WHAT THE TASK REQUIRES –
Check each line of the material below for "they" and copy those where it appears.

--------

Issue #83, opened 2011-10-27
./build.sh failed on archlinux


ghost:
When execute ./build.sh on archlinux, the following error occurred:

```
../build-aux/gen_build_data.sh src/BuildData.java net.opentsdb
Generating src/BuildData.java
  File "<stdin>", line 3
    print "timestamp=%d" % t;
                   ^
SyntaxError: invalid syntax
make: *** [src/BuildData.java] Error 1
```

PR #340, opened 2014-06-03
Use the versioned python command as PEP-394 suggests

luuse:
I'm on Arch and tried building opentsdb and ran into the same problem as in #83. I updated the command to python2 and the build works just fine. I'm aware that it's Arch that doesn't follow convention to have python 2 as the default but the command python2 should be more portable as it's suggested to use this in [this](http://legacy.python.org/dev/peps/pep-0394/) PEP.

> so python should be used in the shebang line only for scripts that are source compatible with both Python 2 and 3.


luuse:
#364 solves this equally well.

PR #768, opened 2023-05-11
Replaced direct link with base64 encoded file (master)

kordan:
As workaround of the TCPDF library bug commented in https://github.com/moodle/moodle/blob/MOODLE_311_STABLE/dataformat/pdf/classes/writer.php#L109 I replaced the direct link to the picture with the picture encoded file.


stronk7:
Good one, merged!

PR #769, opened 2023-06-15
More compatible file name (master)

kordan:
I forget to open this pull request last month with her cousin, too.
This patch clean the name of the file to export gathered data.
If the name of the instance of surveypro was an html link, the name of the file to export gathered data was a mess.

### DIFF
--- a/adminlib.php
+++ b/adminlib.php
@@ -181,7 +181,7 @@ class mod_surveypro_plugin_manager {
         $table->setup();
 
         $plugins = $this->get_sorted_plugins_list();
-        $shortsubtype = substr($this->subtype, strlen('surveypro'));
+        $shortsubtype = core_text::substr($this->subtype, core_text::strlen('surveypro'));
 
         if (($this->subtype == 'surveyprofield') || ($this->subtype == 'surveyproformat')) {
             if ($this->subtype == 'surveyprofield') {
@@ -312,7 +312,7 @@ class mod_surveypro_plugin_manager {
         $pluginname = get_string('pluginname', $this->subtype.'_'.$plugin);
         echo $OUTPUT->heading(get_string('deletingplugin', 'mod_surveypro', $pluginname));
         echo $this->error;
-        $shortsubtype = substr($this->subtype, strlen('surveypro'));
+        $shortsubtype = core_text::substr($this->subtype, core_text::strlen('surveypro'));
         $messageparams = ['name' => $pluginname, 'directory' => ('/mod/surveypro/'.$shortsubtype.'/'.$plugin)];
         echo $OUTPUT->notification(get_string('plugindeletefiles', 'moodle', $messageparams), 'notifymessage');
         echo $OUTPUT->continue_button($this->pageurl);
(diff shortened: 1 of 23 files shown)


adminlib.php
```diff
@@ -181,7 +181,7 @@ private function view_plugins_table() {
         $table->setup();
 
         $plugins = $this->get_sorted_plugins_list();
-        $shortsubtype = substr($this->subtype, strlen('surveypro'));
+        $shortsubtype = \core_text::substr($this->subtype, strlen('surveypro'));
```
stronk7, line 184: This looks really strange... if we use `core_text` for `substr` we should also be using `core_text` for `strlen`.

I mean, what's the point about getting correct UTF-8 substring... if the calculation of the length is not UTF-8. Both need to be the same.

```suggestion
        $shortsubtype = \core_text::substr($this->subtype, \core_text::strlen('surveypro'));
```

Another small detail... it's not really needed to use the backslash (\) when you are in global-scope files, like this one. Only when you're in a file that belongs to any other namespace is when the backslash is required.

In any case, this detail is only a matter of preference, so if you want to use them... all right.

kordan: You are right, as usual. I agree with you.
Anyway, it is fantastic the detail you can discover.
I COMPLETELY missed the strlen in line 184.

THANK YOU!

stronk7:
Hola!

I think I did not explain well the "Another small detail" in my previous comment.

1. When you're in global scope (files without namespace). You don't need to use the backslash to call to global scope code (like `core_text` is).
2. But when you are within some namespace (like all your `classes` files are), then you have to tell to the code where `core_text` is. You can do that by adding the backslash (that means, global scope) or by adding a `use core_text` line to the files needed it.

Just clarifying... because I've seen that you've removed ALL the backslahes and that only can be done when the code calling to `core_text` is also in global scope (lib.php, view.php...). If the code is under a namespace (like all the `classes` files are... then... point #2 is the way to proceed.

I think that's the reason all your tests are failing, because they aren't able to find a `mod_surveypro\core_text` class (they are looking within the own namespace and the class is in global scope).

Hope it's clearer now, ciao :-)

kordan:
So, according with your comment and if I well understand, the line
https://github.com/kordan/moodle-mod_surveypro/blob/master/lib.php#L31
should be dropped.
Am I correct?

stronk7:
Well,

that's another detail, not related with the previous ones. In global scope code (that is not under any namespace) it's allowed to add imports (`use`) statements, so they aren't incorrect. The alternative is to remove them and the use the whole `\mod_surveypro\utility_layout` in all the cases.

I'd say that it is a matter of developer preference. If you decide, for global scope files to go the `use` way or the `full paths` way. So I don't oppose to any, both are correct. Just, for consistency... once you've decided to go one way o the other, try to apply the same always.

Ciao :-)

stronk7:
BTW, this PR looks good for me already, is there anything preventing it to be merged? Or is it ok for you too?

kordan:
If I am not wrong (but, you know, my brain is on a different job up to july 3), this PR and #770 are ready both.

stronk7:
Merged!

kordan:
Just pushed again.
If all goes fine, I am ready too.
#770 was already without \core_text so I didn't change it.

--------

SOLUTION FOR THIS TASK –
I think that's the reason all your tests are failing, because they aren't able to find a `mod_surveypro\core_text` class (they are looking within the own namespace and the class is in global scope).
that's another detail, not related with the previous ones. In global scope code (that is not under any namespace) it's allowed to add imports (`use`) statements, so they aren't incorrect. The alternative is to remove them and the use the whole `\mod_surveypro\utility_layout` in all the cases.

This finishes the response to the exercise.